There are important reasons why institutions care very deeply about these issues. One of them is institutional representation. There are national and world rankings in universities. One of the things they look at is the accomplishments of faculty and researchers in the institution. These practices that we come up with, like impact factor, play a big role in some of the ranking decisions, which are extremely important to the administration of the university. Then there is academic business intelligence. Many universities now have major industrial liaison programs and technology licensing offices. They are always trying to figure out what the academics are producing that might be commercialized or otherwise exploited, both for the university’s benefit and the researcher. Furthermore, it is important for recruitment. The institution needs to be highly ranked in order to recruit excellent students and faculty members. Finally, there are public relations and fundraising considerations that are extremely important for the university. It is easier to raise money from donors if you have a good reputation and when you have some famous researchers. I know this can be very irritating to those of us who are working in research, but this is real life at the university.

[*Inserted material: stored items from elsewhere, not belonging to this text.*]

Issue #1833, opened 2026-07-31
Make SQL CHAR semantics architecture-independent on ARM64 and x86-64


ls-1801:
## Problem

`CHAR` behavior currently depends on the target architecture's C++ plain-`char` signedness. The same SQL query produces different results on x86-64 and ARM64 when a byte with its high bit set is cast to `CHAR` and then widened.

This is a runtime/SQL correctness issue independent of any particular operator: a logical NES data type should have identical semantics on every supported architecture.

## Reproducer

The following system test makes the representation observable without writing non-UTF-8 bytes to the result file:

```text
CREATE LOGICAL SOURCE stream(ascii_max UINT8 NOT NULL, high_bit UINT8 NOT NULL, max_byte UINT8 NOT NULL);
CREATE PHYSICAL SOURCE FOR stream TYPE File;
ATTACH INLINE
127,128,255

CREATE SINK sink(ascii_char INT16 NOT NULL, high_bit_char INT16 NOT NULL, max_byte_char INT16 NOT NULL) TYPE File;

SELECT
    CASTTOTYPE(CASTTOTYPE(ascii_max AS CHAR) AS INT16) AS ascii_char,
    CASTTOTYPE(CASTTOTYPE(high_bit AS CHAR) AS INT16) AS high_bit_char,
    CASTTOTYPE(CASTTOTYPE(max_byte AS CHAR) AS INT16) AS max_byte_char
FROM stream INTO sink;
----
127,-128,-1
```

Observed results:

| Architecture | Result |
| --- | --- |
| x86-64 | `127,-128,-1` |
| ARM64 | `127,128,255` |

ARM64 therefore treats the high-bit values as unsigned while x86-64 treats them as signed.

## Expected behavior

NES should define one architecture-independent representation and conversion contract for `CHAR`. Nautilus currently models `CHAR` as an 8-bit value, so if the intended contract is signed `i8`, both architectures should produce `127,-128,-1`.

## Acceptance criteria

- Define whether NES `CHAR` is signed or unsigned.
- Use a fixed-width type for its runtime representation and conversions instead of relying on host plain-`char` signedness.
- Make the reproducer pass with the same result on x86-64 and ARM64 in interpreter and compiler execution modes.
- Audit memory reads/writes and casts involving `CHAR` for other uses of host-dependent plain `char`.

PR #2012, opened 2026-09-14
fix: link UBSan runtime in undefined-sanitizer Rust cxx bridge builds

oczerwia-2010:
The undefined sanitizer was not defined within rust.

Fixes the failed compilation at NES Nightly #1833


ls-1801 (changes requested):
Did you test that, I would be very surprised if that works. AFAIK there is no ubsan for rust. We would need to supply the correct linker flags to rust.

ls-1801 (approved):

ls-1801:
I tested it here: 
https://github.com/nebulastream/nebulastream/actions/runs/35141552360

greenBene (approved):

PR #2015, opened 2026-09-15
perf(formatters): select CSV delimiters during tracing

adrianmichalke:
Moves csv delimiter decision into tracing.

IR operations before: 4,785,739
After: 4,296,915


LeoRaasch (approved):
Good catch!

yschroeder97 (approved):

PR #2017, opened 2026-09-15
Perf/handler lookup no copy

adrianmichalke:
Do not copy the handlers during `getGlobalOperatorHandlerProxy(...)` lookup. Its called quite often during query execution. For a full systest run ~10'000 times.

Also the old impl with handlers[index] inserted missing keys into a temporary copy. Added a regression test.


ls-1801 (approved):
good catch

ThanGeo (approved):

Issue #30, opened 2024-06-20
[SUB-EPIC] Moving OperatorHandlers into the NautilusExecutablePipelineStage


ls-1801:
### Description

Currently, the OperatorHandlers are created during lowering to physical operators and passed to the lowering to nautilus.

After discussing this with @PhilippGrulich and @keyseven123, we concluded that operator handlers should be an implementation detail for the Nautilus operator and should not be exposed to other system components.

We keep operator handlers at the physical level to give all relevant operators access to the global operator state (accessed via an OperatorHandler) 

OperatorHandlers were previously accessed through the PipelineExecutionContext (PEC). This issue tracks the integration of the access to operator handlers via static memory access within the generated operator.

During Lowering, we emit the address of the heap-allocated operator handler to the tracing context. We guarantee that the pointer is always valid by:
1. Allocating on the Heap
2. Managing the lifetime of the OperatorHandler through a shared pointer in the the owinging pipeline.

### Use case/motivation

We want to reduce the interface between runtime and query lowering.
OperatorHandlers have previously been exposed to the runtime, especially due to the runtime reconfigurability interface. However, we will pursue actions required for operator state serialization using other mechanisms, possibly controlled by the owning pipeline.

When creating the PEC the runtime does not need information about operator handlers, thus the context can be easily constructed with local information of the worker thread.

### Related issues

#27

### Are you willing to submit a PR?

- [X] Yes I am willing to submit a PR!

### Code of Conduct

- [ ] I agree to follow this project's [Code of Conduct](https://github.com/nebulastream/nebulastream/blob/master/CODE_OF_CONDUCT.md)

```[tasklist]
### Tasks
- [ ] https://github.com/nebulastream/nebulastream-public/issues/78
```

alepping:
@keyseven123 and @ls-1801 is this still relevant?

PR #2023, opened 2026-09-16
Query Compilation Cache & Plan Serialization

adrianmichalke:
Adds query-compilation caching through Nautilus. Cache hits reuse compiled machine code and skip tracing entirely.

To make physical operators cacheable, we introduce runtime bindings ro replace replace process-local addresses.

 - 100% warm-cache hit rate
 - 73% lower full-systest wall-clock time with a warm cache
 
Also addresses #30


PhilippGrulich:
looks quite interesting, would be cool if we can have the nautilus part on main. Let's maybe have a chat in the next days.

vcpkg/vcpkg-registry/ports/nautilus/0005-object-code-cache.patch
```diff
@@ -1927,10 +1955,16 @@ index c5cda3fe..120e97d4 100644
...
 +	builder.setJITTargetMachineBuilder(std::move(*tmBuilderOrError));
- 	if (!targetTriple.isAArch64()) {
--		jitBuilder.setObjectLinkingLayerCreator(objectLinkingLayerCreator);
++	if (targetTriple.isAArch64()) {
++		builder.setObjectLinkingLayerCreator(
++		    [](llvm::orc::ExecutionSession& session) -> std::unique_ptr<llvm::orc::ObjectLayer> {
++			    return std::make_unique<llvm::orc::ObjectLinkingLayer>(session);
++		    });
++	} else {
 +		builder.setObjectLinkingLayerCreator(objectLinkingLayerCreator);
```
ls-1801: @PhilippGrulich I think we wanted to do that anyways, use the new LLJit instead of the legacy linker

nes-physical-operators/include/PhysicalPlan.hpp
```diff
@@ -26,6 +27,17 @@
 
 namespace NES
 {
+class PhysicalPlanSignature final
```
ls-1801, line 30: Is there something wrong with using NESStrongStringType here?

nes-physical-operators/src/Functions/ConstantValueVariableSizePhysicalFunction.cpp
```diff
@@ -33,11 +34,13 @@ ConstantValueVariableSizePhysicalFunction::ConstantValueVariableSizePhysicalFunc
...
 {
-    /// NOLINTBEGIN(cppcoreguidelines-pro-type-const-cast) - VariableSizedData requires non-const pointer but data is not modified
-    VariableSizedData result(const_cast<int8_t*>(data.data()), data.size());
-    /// NOLINTEND(cppcoreguidelines-pro-type-const-cast) - VariableSizedData requires non-const pointer but data is not modified
+    const auto result = arena.allocateVariableSizedData(nautilus::val<uint64_t>(data.size()));
+    for (nautilus::static_val<size_t> i = 0; i < data.size(); ++i)
+    {
+        VarVal{nautilus::val<int8_t>(data[i])}.writeToMemory(result.getContent() + nautilus::val<uint64_t>(i));
+    }
     return result;
```
ls-1801, line 44: This should definitely also use the runtime bindings. Currently, this allocates everytime we use a constant string in the queries and writes that string into the memory.

Assuming the constant string is large and we have a lot of tuples, this will add up quite a bit until we can release the arena again.

ls-1801 (changes requested):
I worry this adds complexity for little gain. The potential to screw up the cache key is quite large; every change to every logical operator needs to ensure that the cache key is correctly updated.

The risk of using addresses in the Nautilus code that would fail to recompile is also high, and nothing would catch it, which could lead to hours of debugging a random crash. I think the runtime bindings are the correct approach.

I don't see any blocking issues that would prevent this from getting merged, but I don't see the value of the compilation cache, at least not at this point. We should focus on improving the compile time instead of masking it. I would add caching later, maybe with a dedicated compilation service. Regarding the Fault-Tolerance use case, I think recovering the data would be the more time-consuming part anyway (at least for large, long-running queries), so compiling for 1 second wouldn't be the end of the world.

So if you think we need this, I will support it. 

I would strip out all systest changes tho, and I am not too happy with the Python code used to warm up the cache. Can we integrate that into the endless test-mode CI run?

PR #2027, opened 2026-09-17
refactor(descriptors): construct source and sink descriptors without a catalog

### LINKED ISSUE #2031: Construct source and sink descriptors without a catalog
Preparation for #1324 (#1577).

SourceCatalog and SinkCatalog are the only way to obtain a descriptor and run the type and format validation inline. Move that validation into factories on SourceDescriptor and SinkDescriptor so a descriptor can be built without a catalog, give named sinks a SinkId, and let the catalogs delegate. The coordinator later constructs descriptors from the Rust catalog through the same factories. Implemented in #2027.

yschroeder97:
Preparation for the coordinator bridge (#1577).

Until now, the catalogs were the only way to get a descriptor, so we ran validation inline.
The validation moves into descriptor factories, so a descriptor can be built without a catalog.
- `SourceDescriptor::create` validates the source type and the input-formatter config.
- `SinkDescriptor::createNamed` and `createAnonymous` validate the sink config; a named sink gets a `SinkId` like an anonymous one.
- `LogicalSource` has a public constructor.
- Tests that only need a descriptor build it directly.

**This is required because the coordinator (in Rust) owns the catalog, whereas descriptors and their configuration/validation should stay in their respective C++ libs.**
We still want to test the validation/registration logic; therefore, we need C++ unit tests to construct descriptors without the Rust catalog.

## Verifying this change
- The existing tests of the catalogs, the binder, the planning test, and the four components whose tests changed.

- Sources, Sinks, Identifiers.

## Documentation
- None required.

This PR closes #2031.


Artraxon (approved):

greenBene (approved):
Huge fan of these changes! :) The code becomes, imo, way easier to reason about.

PR #2028, opened 2026-09-17
refactor(inference): validate a model in RegisteredModel::create

### LINKED ISSUE #2032: Validate a model in RegisteredModel::create
Preparation for #1324 (#1577).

In the past few decades, at least, the publishing process did not really involve the institution at all. The researchers did the research, wrote the papers, and published them on an outsourced basis through their societies, or increasingly with commercial publishers. The university did not get involved until the library bought it back. So, the only role that the university had was as a consumer. The researchers were acting almost like independent agents in that model.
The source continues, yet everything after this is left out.